Seattle Mariners starting pitcher Felix Hernandez pitched into the eighth inning for the first time this season in Sunday’s 2-1 win over the Tampa Bay Rays. (AP Photo/John Froschauer)

Seattle Mariners starting pitcher Felix Hernandez pitched into the eighth inning for the first time this season in Sunday’s 2-1 win over the Tampa Bay Rays. (AP Photo/John Froschauer)

Mariners score late to spoil Blake Snell’s homecoming

The ex-Shorewood star ties the AL record by striking out the first seven batters he faced

Herald news services

SEATTLE — Tampa Bay’s young starter, Blake Snell, dominated early, even tying an American League record with seven straight strikeouts to start the game.

Still, it wasn’t enough as veteran star Felix Hernandez outlasted him with a vintage performance.

The Seattle Mariners’ offense eked out a couple runs in the eighth inning for the 2-1 victory Sunday and a three-game sweep of the Tampa Bay Rays.

Snell, who was born in Seattle and graduated from Shorewood High School in 2011, struck out 12 — including the first seven batters he faced to tie the American League record. He didn’t give up a run in six innings, but he couldn’t outlast Hernandez.

Hernandez (6-4) allowed one run in eight innings, the first time he’s pitched past the seventh inning this season. He gave up five hits and one walk and struck out seven, tying his season high. His one run allowed was his fewest since he threw 51⁄3 scoreless against the Cleveland Indians in the season opener.

“What Mr. Snell threw at us for six innings is pretty special stuff,” Seattle manager Scott Servais said. “Our old guy hung right with him. That was great to see. I thought it was the best Felix has thrown the ball, certainly since Opening Day. He came out with an attitude today and had something to prove.”

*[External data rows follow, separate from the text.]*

PR #701, opened 2016-10-31
Ruby: Add LRO Wrapper.

landrito:


src/main/java/com/google/api/codegen/transformer/ApiMethodTransformer.java
```diff
@@ -535,6 +535,10 @@ public OptionalArrayMethodView generateDynamicLangApiMethod(MethodTransformerCon
         generateRequestObjectParams(context, filteredFieldConfigs));
     apiMethod.grpcStreamingType(context.getMethodConfig().getGrpcStreamingType());
 
+    ServiceMessages messages = new ServiceMessages();
+    apiMethod.isLongRunning(
+        messages.isLongRunningOperationType(context.getMethod().getOutputType()));
+
```
swcloud: This can be simplified as 

apiMethod.isLongRunning(context.isLongRunning(context.getMethod()));

swcloud: I see.

landrito:
@swcloud @jmuk 

This should be ready for another look.

I added a baseline test for checking whether the OperationsApi is affected by the change since the LRO design depends on the OperationsApi returning raw Google::Longrunning::Operations.

landrito:
Hold off on reviewing. There was some changes to how lro is checked that I need to confirm this PR to.

landrito:
This is ready for another look!

src/main/java/com/google/api/codegen/ruby/RubyGapicContext.java
```diff
@@ -382,6 +384,29 @@ private SurfaceTransformerContext getSurfaceTransformerContextFromService(Interf
...
+  public boolean isLongrunning(Method method, Interface service) {
+    return getApiConfig()
+        .getInterfaceConfig(service)
+        .getMethodConfig(method)
+        .isLongRunningOperation();
+  }
+
+  public boolean hasLongrunningMethod(Interface service) {
+    for (Method method : getSupportedMethodsV2(service)) {
+      if (getLongrunningConfig(method, service) != null) {
```
swcloud: I think calling 'isLongrunning(method, service)' is  a bit better here since it's more self-explaining and isLongRunningOperation is checking 'getLongRunningConfig() != null'

Also please use 'LongRunning' instead of 'Longrunning' in order to be consistent.

src/main/resources/com/google/api/codegen/ruby/main.snip
```diff
@@ -435,10 +454,22 @@
   {@context.upperCamelToLowerUnderscore(method.getSimpleName())}
 @end
 
-@private makeApiCall(method, request, isReturnEmptyMessage)
-  @@{@getMethodName(method)}.call({@request}, options)
-  @if isReturnEmptyMessage
-    nil
+@private makeApiCall(method, service, request, isReturnEmptyMessage)
```
swcloud: I feel that we can pass 'methodConfig' together with 'method' and 'request' instead.

We can use methodConfig.isLongRunningOperation(), methodConfig.getLongrunningConfig(), methodConfig.isReturnEmptyMessage inside 'makeApiCall'. In this way, we don't need to depend on context, which will make migrating to MVVM easier.

src/main/java/com/google/api/codegen/ruby/RubyGapicContext.java
landrito: Done.

src/main/resources/com/google/api/codegen/ruby/main.snip
```diff
@@ -435,10 +453,32 @@
   {@context.upperCamelToLowerUnderscore(method.getSimpleName())}
 @end
 
-@private makeApiCall(method, request, isReturnEmptyMessage)
-  @@{@getMethodName(method)}.call({@request}, options)
-  @if isReturnEmptyMessage
-    nil
+@private makeApiCall(methodConfig, service)
```
swcloud: 'service' can be removed now.

src/main/resources/com/google/api/codegen/ruby/main.snip
```diff
@@ -435,10 +453,32 @@
...
+  @let request = requestParameterName(methodConfig)
```
swcloud: You may add 'method = methodConfig.getMethod' here and just use 'method' in this function.

src/main/resources/com/google/api/codegen/ruby/main.snip

src/main/resources/com/google/api/codegen/ruby/main.snip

Hernandez had struggled this season. His 5.83 ERA entering the game was the highest among Seattle’s regular starters, and his troubles usually came early— he had a 12.00 ERA in the first inning before Sunday’s start. Against the Rays, his perfect first inning was a sign things might be different.

“It set the tone,” Hernandez said. “The first inning I’ve had a lot of trouble. After that it was fine.”

Hernandez ran into trouble a few times Sunday. He got into a bases-loaded jam with one out in the fifth inning, giving up two singles and hitting a batter. He struck out Joey Wendle and then gloved Matt Duffy’s sharp comebacker to the mound to end the inning. After tossing the ball to first for the out, Hernandez jumped and yelled in celebration.

Hernandez gave up only one other base runner in his final three innings, and retired the final eight batters he faced.

“I’m happy,” Hernandez said. “If I was not pitching the way I pitched today, I was going to pack my stuff and go home — just kidding.”

Snell matched the opening strikeout mark set by Joe Cowley of the White Sox on May 28, 1986, and also reached by Carlos Rodon for the White Sox on Sept. 30, 2016. He was one shy of the major-league record held by Jim Deshaies and Jacob deGrom.

“Everything was working. I was throwing the ball where I wanted to for the whole game,” Snell said.

Snell also tied a club record for most consecutive strikeouts at any point during a game. He allowed two hits and did not walk a batter.

“When we took him out of the game, I think everyone went up to him and said, ‘Thanks, that was fun to watch,’” Tampa Bay manager Kevin Cash said.

Servais said Snell’s spectacular performance helped Hernandez.

“I think he loved that their guy was really good,” Servais said of Hernandez. “It allowed him to elevate his game. It forced him to elevate his game.”

Ex-Mariner Brad Miller’s RBI double in the fourth gave the Rays a 1-0 lead, but the Mariners’ offense pulled ahead in the eighth against reliever Jose Alvarado (0-2) with RBI singles from Denard Span and Dee Gordon. The Mariners were helped by an error, when Miller, Tampa Bay’s first baseman, let Alvarado’s throw bounce off his glove on Guillermo Heriedia’s sacrifice bunt attempt, putting runners on first and third with no outs.

Edwin Diaz pitched the ninth for his major league-leading 21st save.